* ASSIGNMENT
The response must contain every line below in which "DBIO" appears.

DATASET Block Start

PR #1711, opened 2020-11-18
IA-2339  delete runtime when cryptomining activity happens

Qi77Qi:
This PR currently only deletes GCE VMs. We also don't delete PDs if they're using PDs, which is fine because we probably don't care so much about supporting cryptomining users well.

https://broadworkbench.atlassian.net/browse/IA-2339

---

In all cases:

### DIFF
--- a/http/src/main/scala/org/broadinstitute/dsde/workbench/leonardo/db/ClusterComponent.scala
+++ b/http/src/main/scala/org/broadinstitute/dsde/workbench/leonardo/db/ClusterComponent.scala
@@ -4,7 +4,7 @@ package db
 import java.time.Instant
 
 import cats.data.Chain
-import cats.implicits._
+import cats.syntax.all._
 import org.broadinstitute.dsde.workbench.model.{IP, WorkbenchEmail}
 import org.broadinstitute.dsde.workbench.model.google.{
   parseGcsPath,
@@ -237,6 +237,16 @@ object clusterQuery extends TableQuery(new ClusterTable(_)) {
       .filter(_.destroyedDate === destroyedDate)
 
     fullClusterQuery(baseQuery)
+  }
+
+  def clusterRecordQueryByUniqueKey(googleProject: GoogleProject,
+                                    clusterName: RuntimeName,
+                                    destroyedDateOpt: Option[Instant]) = {
+    val destroyedDate = destroyedDateOpt.getOrElse(dummyDate)
+    clusterQuery
+      .filter(_.googleProject === googleProject)
+      .filter(_.clusterName === clusterName)
+      .filter(_.destroyedDate === destroyedDate)
   }
 
   private def fullClusterQueryById(id: Long) =
@@ -474,6 +484,17 @@ object clusterQuery extends TableQuery(new ClusterTable(_)) {
       rid <- findByIdQuery(id).result.head.map[RuntimeConfigId](_.runtimeConfigId): DBIO[RuntimeConfigId]
       _ <- RuntimeConfigQueries.updatePersistentDiskId(rid, None, destroyedDate): DBIO[Int]
     } yield ()
+
+  def markDeleted(googleProject: GoogleProject,
+                  runtimeName: RuntimeName,
+                  destroyedDate: Instant,
+                  deletedFrom: Option[String])(
+    implicit ec: ExecutionContext
+  ): DBIO[Unit] =
+    clusterRecordQueryByUniqueKey(googleProject, runtimeName, Some(dummyDate))
+      .map(c => (c.destroyedDate, c.status, c.hostIp, c.dateAccessed, c.deletedFrom))
+      .update((destroyedDate, RuntimeStatus.Deleted, None, destroyedDate, deletedFrom))
+      .map(_ => ())
 
   def updateDeletedFrom(id: Long, deletedFrom: String): DBIO[Int] =
     findByIdQuery(id)
--- a/http/src/main/scala/org/broadinstitute/dsde/workbench/leonardo/monitor/NonLeoMessageSubscriber.scala
+++ b/http/src/main/scala/org/broadinstitute/dsde/workbench/leonardo/monitor/NonLeoMessageSubscriber.scala
@@ -1,0 +1,144 @@
+package org.broadinstitute.dsde.workbench.leonardo
+package monitor
+
+import cats.effect.{Concurrent, Timer}
+import cats.syntax.all._
+import cats.mtl.Ask
+import fs2.Stream
+import io.chrisdavenport.log4cats.StructuredLogger
+import io.circe.Decoder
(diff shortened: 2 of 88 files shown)


http/src/main/scala/org/broadinstitute/dsde/workbench/leonardo/monitor/NonLeoMessageSubscriber.scala
```diff
@@ -0,0 +1,144 @@
...
+import org.broadinstitute.dsde.workbench.model.google.GoogleProject
+import org.broadinstitute.dsde.workbench.openTelemetry.OpenTelemetryMetrics
+
+import scala.concurrent.ExecutionContext.Implicits.global
+
+/**
+ * This is subscriber for messages that are not published by Leonardo itself.
+ * But rather from cron jobs, or cloud logging sink (triggered from crypto-mining activity)
+ */
+class NonLeoMessageSubscriber[F[_]: Timer](gkeAlg: GKEAlgebra[F],
```
rtitle, line 26: I like the idea of splitting up the `*MessageSubscriber` classes to Leo and non-Leo

http/src/main/scala/org/broadinstitute/dsde/workbench/leonardo/monitor/NonLeoMessageSubscriber.scala
```diff
@@ -0,0 +1,144 @@
...
+        F.unit
+      else
+        for {
+          runtimeFromGoogle <- computeService.getInstance(msg.resource.labels.projectId,
+                                                          msg.resource.labels.zone,
+                                                          InstanceName(msg.resource.labels.instanceId.toString))
+          // We mark the runtime as Deleted, and delete the instance.
+          // If instance deletion fails for some reason, it will be cleaned up by resource-validator
+          _ <- runtimeFromGoogle.traverse { instance =>
+            for {
```
rtitle, line 99: Can we update a metric too? So we can make a stackdriver dashboard for this

rtitle:
At a glance looks good, seems like it'll get the job done :)

We may want to further enhance it to send the runtime `creator` email somewhere so we can exclude these users from data warehouse/mixpanel.. but assuming we can iterate as needed.

http/src/main/scala/org/broadinstitute/dsde/workbench/leonardo/monitor/NonLeoMessageSubscriber.scala
Qi77Qi: there's https://github.com/DataBiosphere/leonardo/pull/1711/files/ed6b2882d121c6b0f2f4f1f25764b2c5c3058eb8#diff-1ea743458d40ca65f6c9a7f7d9178ded5967d287a3113158f4e9f713b01d930bR43.... are you thinking something more?

rtitle: Oh missed that.. that's probably fine then

http/src/main/scala/org/broadinstitute/dsde/workbench/leonardo/monitor/NonLeoMessageSubscriber.scala
Qi77Qi: yea..for leo messages, we have to define both encoder and decoder for the messages. but we shoudlnt' need to define encoder for non leo messages

http/src/main/scala/org/broadinstitute/dsde/workbench/leonardo/monitor/NonLeoMessageSubscriber.scala
```diff
@@ -0,0 +1,144 @@
...
+  val process: Stream[F, Unit] = subscriber.messages
+    .parEvalMapUnordered(10)(messageHandler)
+    .handleErrorWith(error => Stream.eval(logger.error(error)("Failed to initialize message processor")))
+
+  private[monitor] def messageHandler(event: Event[NonLeoMessage]): F[Unit] = {
+    val traceId = event.traceId.getOrElse(TraceId("None"))
+    for {
+      now <- nowInstant[F]
+      implicit0(ev: Ask[F, AppContext]) <- F.pure(Ask.const[F, AppContext](AppContext(traceId, now, None)))
+      _ <- metrics.incrementCounter(event.msg.messageType)
```
rtitle: Could we name it like `s"LeoPubSub/${event.msg.messageType}"`? Just to distinguish it when making dashboards.

Qi77Qi:
@rtitle since we have `deletedFrom` field now, we'll be able to know who did these afterwards..I'm thinking punt on BQ in this PR since I'm not sure permission wise if things will work, and this PR already has some permission thing that we need to make sure when it's rolled out to prod, so feels safer to separate the 2.

Qi77Qi:
jenkins retest...seems a flaky unit test

Qi77Qi:
fiab start  failed....jenkins retest

Qi77Qi:
test failed because `leoDeadLetterTopic` doesn't exist in broard-dsde-qa...added now..jenkins retest

http/src/main/scala/org/broadinstitute/dsde/workbench/leonardo/db/ClusterComponent.scala
```diff
@@ -239,6 +239,16 @@ object clusterQuery extends TableQuery(new ClusterTable(_)) {
     fullClusterQuery(baseQuery)
   }
 
+  def fullClusterRecordQueryByUniqueKey(googleProject: GoogleProject,
```
rtitle: MInor: we usually name these methods `full*` when they do all the joins… maybe name this `clusterRecordQueryByUniqueKey`?

http/src/main/scala/org/broadinstitute/dsde/workbench/leonardo/util/GKEInterpreter.scala
```diff
@@ -514,8 +514,13 @@ class GKEInterpreter[F[_]: Parallel: ContextShift: Timer](
       )
 
       // delete the namespace only after the helm uninstall completes
-      _ <- kubeService.deleteNamespace(dbApp.cluster.getGkeClusterId,
-                                       KubernetesNamespace(dbApp.app.appResources.namespace.name))
+      _ <- kubeService
+        .deleteNamespace(dbApp.cluster.getGkeClusterId, KubernetesNamespace(dbApp.app.appResources.namespace.name))
+        .recoverWith {
```
rtitle: Is this recovery in wb-libs now, can it be removed here?

rtitle (approved):

http/src/main/scala/org/broadinstitute/dsde/workbench/leonardo/util/GKEInterpreter.scala
Qi77Qi: ah yes...forgot to clean up here

Qi77Qi:
jenkins retest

DATASET Block End

* RESULT OF THE TASK
       rid <- findByIdQuery(id).result.head.map[RuntimeConfigId](_.runtimeConfigId): DBIO[RuntimeConfigId]
       _ <- RuntimeConfigQueries.updatePersistentDiskId(rid, None, destroyedDate): DBIO[Int]
+  ): DBIO[Unit] =
   def updateDeletedFrom(id: Long, deletedFrom: String): DBIO[Int] =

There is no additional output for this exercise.